Synopsis for C1.2a: Analytic Topology

Level: M-level Method of Assessment: Written examination.
Weight: Half-unit (OSS paper code 2A61)
We find it necessary to run Analytic Topology in MT. Classes for Analytic Topology will be run both in MT and HT, so that students who find themselves overburdened in MT will have the opportunity to attend classes on Analytic Topology in HT.

Recommended Prerequisites

Part A Topology; a basic knowledge of Set Theory, including cardinal arithmetic, ordinals and the Axiom of Choice, will also be useful.

Overview

The aim of the course is to present a range of major theory and theorems, both important and elegant in themselves and with important applications within topology and to mathematics as a whole.
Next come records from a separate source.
PR #1288, opened 2020-12-15
use of the common mkpath function

pawel-soja:
I unified the various libraries using INDI::mkpath (IndiUtility)


knro:
Awesome, looks good!!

Central to the course is the general theory of compactness and Tychonoff's theorem, one of the most important in all mathematics (with applications across mathematics and in mathematical logic) and computer science.

Synopsis

Bases and initial topologies (including pointwise convergence and the Tychonoff product topology). Separation axioms, continuous functions, Urysohn's lemma. Separable, Lindelöf and second countable spaces. Urysohn's metrization theorem. Filters and ultrafilters. Tychonoff's theorem. Compactifications, in particular the Alexandroff One-Point Compactification and the Stone–Čech Compactification. Connectedness and local connectedness. Components and quasi-components. Totally disconnected compact spaces, Boolean algebras and Stone spaces. Paracompactness (brief treatment).

1. S. Willard, General Topology (Addison–Wesley, 1970), Chs. 1–8.
2. N. Bourbaki, General Topology (Springer-Verlag, 1989), Ch. 1.